Futuro das antigas "Regiões Ocidentais": nó geoestratégico, rico em energia, multicultural e multirreligioso da Nova Rota da Seda "moderadamente próspera"

Xinjiang, China (Foto: THOMAS PETER / Reuters)

YUTIAN, NA ROTA DA SEDA DO SUL – Estamos na estrada no sul de Xinjiang, após um exaustivo ir e vir no Taklamakan, atravessando dunas de areia para visitar a "tribo perdida"/aldeia de Daliyabuyi, situada bem no meio do deserto, e depois de volta ao nosso hotel moderno lindo de morrer no oásis de Yutian. É meia-noite, acabamos de terminar nosso banquete gastronômico uigur, e só falta uma coisa: fazer a barba.

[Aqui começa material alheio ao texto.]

Issue #323, opened 2015-05-28
Add a 'notes' field to persons


gvwilson:
We may want to record extra information about instructors - @tracykteal has requested.

wking:
On Thu, May 28, 2015 at 08:17:57AM -0700, Greg Wilson wrote:
> We may want to record extra information about instructors -
> @tracykteal has requested.

This sounds reasonable to me, but I find it useful to at least have a
guess at the sort of information you want to store before adding a
field like this.  For example, see [1], where I argue for a structured
approach to storing waitlist-y information.

[1]: http://lists.software-carpentry.org/pipermail/amy_lists.software-carpentry.org/2015-February/000064.html

gvwilson:
The problem is that we don't know what we'll want to store - is someone 
only able to teach outside the academic year in Sweden?  Do they have a 
nut allergy?  Etc.

tracykteal:
Right, the idea for this field is that it's the miscellaneous information that we want to keep track of, so basically a free text field. Is this reasonable?

wking:
On Thu, May 28, 2015 at 12:06:55PM -0700, Greg Wilson wrote:
> The problem is that we don't know what we'll want to store - is
> someone only able to teach outside the academic year in Sweden?  Do
> they have a nut allergy?  Etc.

So before adding any data like that to an unstructured field, I want
to understand what the workflow around it is going to look like.  If
we store nut allergies in Person.notes, how does that get used?  Is it
someone's job to go through and check the notes fields before each
event to look for possible allergy conditions?  Maybe we want an
'Accessability' table that's many-to-many for people and sites, so we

As vantagens de estarmos na estrada em Xinjiang para rodar um documentário com o apoio de uma equipe de produção formada por craques – os motoristas inclusive – é que eles sabem tudo. "Sem problema", diz um dos motoristas, "tem uma barbearia do outro lado da rua". Na verdade, um bulevar cintilando à meia-noite. Lojas ainda abertas. A vida prossegue normalmente no Uigurstão.

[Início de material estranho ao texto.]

Issue #315, opened 2015-05-28
Have separate columns for person and email in display of badges


gvwilson:
The person field should link to the person's individual record; the email address should be a mailto.

wking:
On Wed, May 27, 2015 at 07:10:14PM -0700, Greg Wilson wrote:
> The person field should link to the person's individual record; the
> email address should be a mailto.

Duplicate of #312?  Or is this just building on #312 by splitting the
name and email into separate columns?

gvwilson:
Made the same note for tasks and badges; I'll probably find other places 
where we should make the same change as well.  Or create a snippet that 
takes a `person` and produces `<td>{{ person.get_full_name}}</td><td>{{ 
person.email }}</td>` with appropriate wrappers to create the hyperlink 
and mailto.

Issue #312, opened 2015-05-27
Make person's full name a link to the person in the 'all tasks' display


gvwilson:
We should always display people as `name <email>` with `name` hyperlinking to the person and `<email>` a mailto: the person.

Issue #311, opened 2015-05-27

Com meu amigo Carl Zha, atravessamos a rua e entramos na barbearia, só para mergulhar em uma fabulosa fatia da vida (uigur), cortesia de dois jovens barbeiros e seu parça, um garoto estiloso que jogava videogame compulsivamente no celular, que parece saber tudo sobre o bairro (do qual talvez ele seja o chefão).

Eles nos contam tudo sobre sua rotina diária, sobre como andam os negócios, o custo de vida, esportes, a vida no oásis, a paquera de garotas, suas expectativas para o futuro. Não, eles não são refugiados de campos de concentração. Nem escravos em trabalho forçado. Uma hora e meia com eles e você tem um PhD em estudos sociais uigur, ao vivo. Com o bônus adicional de conseguir um corte de cabelo (Carl) e barba feita (eu mesmo) por menos de 10 dólares à uma da madrugada.

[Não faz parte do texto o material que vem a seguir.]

PR #336, opened 2015-06-03
Changing passwords and permissions

### LINKED ISSUE #326: User password and permissions
We should allow to set up user password by admins correctly.

I'm thinking about such scenario:

1. Admins creates a user. We don't provide "password", "repeat password" fields, but in the backend we set up `person.set_unusable_password()`.
2. On person details page we provide two buttons: "Change password", "Change permissions".
3. Change password has "password", "repeat password" fields
4. Change permissions has "is superuser", "user permissions", "user groups" fields

pbanaszkiewicz:
This resolves #326.

Not sure if I need to test password changing feature, because it relies upon Django forms.

### DIFF
--- a/workshops/test/test_person.py
+++ b/workshops/test/test_person.py
@@ -1,6 +1,8 @@
 # coding: utf-8
 
 from django.core.urlresolvers import reverse
+from django.contrib.auth.models import Permission, Group
+
 from ..models import Person
 from .base import TestBase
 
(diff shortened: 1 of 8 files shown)


pbanaszkiewicz:
I decided to add tests for `person_password` view. After all, we have some additional logic in there.

pbanaszkiewicz:
@wking and @gvwilson, can you comment on this PR?

workshops/test/test_person.py
```diff
@@ -147,3 +149,155 @@ def test_edit_person_notes(self):
         else:
             self._check_status_code_and_parse(response, 200)
             assert False, 'expected 302 redirect after post'
+
+    def test_edit_person_permissions(self):
+        "Make sure we can set up user permissions correctly."
+
+        # make sure Hermione does not have any perms, nor groups
+        assert self.hermione.is_superuser is False
```
gvwilson: assert not self.hermione.is_superuser

workshops/test/test_person.py
```diff
@@ -147,3 +149,155 @@ def test_edit_person_notes(self):
...
+        }
+
+        response = self.client.post(
+            reverse('person_permissions', args=[self.hermione.id]),
+            data,
+        )
+
+        assert response.status_code == 302
+
+        self.hermione.refresh_from_db()  # updates self.hermione
```
gvwilson: Comment unnecessary.

workshops/test/test_person.py
```diff
@@ -147,3 +149,155 @@ def test_edit_person_notes(self):
...
+        assert self.hermione.is_superuser is True
```
gvwilson: assert self.hermione.is_superuser

workshops/test/test_person.py
```diff
@@ -147,3 +149,155 @@ def test_edit_person_notes(self):
...
+        assert (
```
gvwilson: Why the outermost parens?

gvwilson:
Minor comments, but otherwise :+1: (warning: I don't know enough about 
Django password management to spot subtle glitches)

pbanaszkiewicz:
@gvwilson we actually use Django default password management system. I changed code according to your suggestions, please feel free to merge if you don't find any other obstructions in it.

Estávamos prontos para o dia seguinte na estrada – quando formalmente concluímos a tríade da Rota da Seda: seda, jade e tapetes no lendário oásis de Khotan – vendo como os tapetes há séculos são produzidos.

E jade no próprio Yutian, que historicamente não é tão famoso quanto Khotan, mas que hoje se orgulha de uma empresa de jade estado da arte, que realiza desde a mineração até o refinado produto final, incluindo os do grau mais fino: o jade preto e o branco.

Na verdade, é o quarteto da Rota da Seda, porque temos que acrescentar as facas, fabricadas no pequeno oásis de Yengisar, a capital mundial da produção das facas incrustadas de pedras preciosas. Todos os homens uigur carregam uma faca: como signo de masculinidade e para cortar os suculentos melões de Xinjiang sempre que preciso.

É claro que, por toda a Rota da Seda do Norte, ficamos, o tempo todo, à espreita de trabalho escravo e de campos de concentração a serem devidamente reportados às agências de inteligência ocidentais. Então, a caminho de Aksu partindo de Kucha, avistamos uma senhora em meio aos vastos campos de algodão.

Começamos a conversar e descobrimos que ela não estava colhendo algodão, e sim limpando caminho na plantação para que a máquina chegasse e começasse a colher algodão de forma mecanizada. Ela nos contou tudo sobre o seu dia a dia: ela era uma uigur residente no local, trabalhava nesses mesmos campos de algodão – de propriedade privada – há mais de duas décadas, vivendo com sua família e recebendo um salário decente. Ela nunca havia visto trabalho forçado ou um campo de concentração em toda a sua vida.

Curtindo a vida uigur real em cidades-oásis

Por toda as Rotas da Seda Norte e Sul, nas principais cidades-oásis, de Turfan e Kucha a Khotan e Kashgar, vimos a vida cotidiana uigur nos sendo apresentada sem filtros, por uigures e em meio a uigures. Nunca se falou sobre política.

Fomos convidados a suas vastas casas – amplos pátios, vinhas subindo pelo telhado –, fomos a dois casamentos, um relativamente discreto, em um hotel quatro estrelas, e o outro uma produção Bollywoodiana no melhor restaurante de Kashgar.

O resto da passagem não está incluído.